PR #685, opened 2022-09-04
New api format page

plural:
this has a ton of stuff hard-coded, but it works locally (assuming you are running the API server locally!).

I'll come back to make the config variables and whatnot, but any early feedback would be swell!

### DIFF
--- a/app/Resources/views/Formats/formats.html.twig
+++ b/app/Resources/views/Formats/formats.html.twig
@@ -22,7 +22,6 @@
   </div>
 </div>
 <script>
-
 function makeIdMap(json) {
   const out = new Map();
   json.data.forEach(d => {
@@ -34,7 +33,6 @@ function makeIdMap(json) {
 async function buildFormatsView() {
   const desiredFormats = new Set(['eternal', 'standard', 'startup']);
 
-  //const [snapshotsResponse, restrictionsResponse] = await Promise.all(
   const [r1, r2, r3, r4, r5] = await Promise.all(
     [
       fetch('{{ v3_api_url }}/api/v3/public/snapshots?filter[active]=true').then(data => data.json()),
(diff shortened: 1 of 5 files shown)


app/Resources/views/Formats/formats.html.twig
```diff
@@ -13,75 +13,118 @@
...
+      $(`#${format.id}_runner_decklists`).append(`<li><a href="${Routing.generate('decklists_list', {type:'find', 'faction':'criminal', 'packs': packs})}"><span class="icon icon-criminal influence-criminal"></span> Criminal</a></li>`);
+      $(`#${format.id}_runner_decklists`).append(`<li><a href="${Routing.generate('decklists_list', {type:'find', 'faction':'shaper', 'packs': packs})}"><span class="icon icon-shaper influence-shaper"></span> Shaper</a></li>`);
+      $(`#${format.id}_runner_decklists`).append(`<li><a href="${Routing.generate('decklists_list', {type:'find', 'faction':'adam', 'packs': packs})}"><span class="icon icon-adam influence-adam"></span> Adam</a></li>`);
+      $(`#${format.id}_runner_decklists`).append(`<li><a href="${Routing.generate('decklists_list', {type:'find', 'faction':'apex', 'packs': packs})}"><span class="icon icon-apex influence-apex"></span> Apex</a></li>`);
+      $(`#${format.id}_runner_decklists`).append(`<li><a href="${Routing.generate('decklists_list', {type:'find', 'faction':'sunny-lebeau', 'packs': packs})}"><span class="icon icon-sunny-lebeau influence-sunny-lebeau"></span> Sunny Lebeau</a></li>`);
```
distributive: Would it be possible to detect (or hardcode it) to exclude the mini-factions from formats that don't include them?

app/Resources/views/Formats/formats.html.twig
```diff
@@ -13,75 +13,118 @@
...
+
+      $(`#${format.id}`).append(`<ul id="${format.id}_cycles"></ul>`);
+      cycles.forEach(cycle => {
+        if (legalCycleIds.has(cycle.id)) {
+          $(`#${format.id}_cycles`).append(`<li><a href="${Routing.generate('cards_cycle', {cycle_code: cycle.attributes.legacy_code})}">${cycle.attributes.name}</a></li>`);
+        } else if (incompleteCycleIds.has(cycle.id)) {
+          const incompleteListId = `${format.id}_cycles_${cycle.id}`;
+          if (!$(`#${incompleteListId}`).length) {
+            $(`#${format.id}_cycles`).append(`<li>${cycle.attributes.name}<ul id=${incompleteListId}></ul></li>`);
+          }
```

▶ [Task directions] Copy out each line of the listing where the string "incompleteListId" appears.

▶ [Answer to this problem]
+          const incompleteListId = `${format.id}_cycles_${cycle.id}`;
+          if (!$(`#${incompleteListId}`).length) {
+            $(`#${format.id}_cycles`).append(`<li>${cycle.attributes.name}<ul id=${incompleteListId}></ul></li>`);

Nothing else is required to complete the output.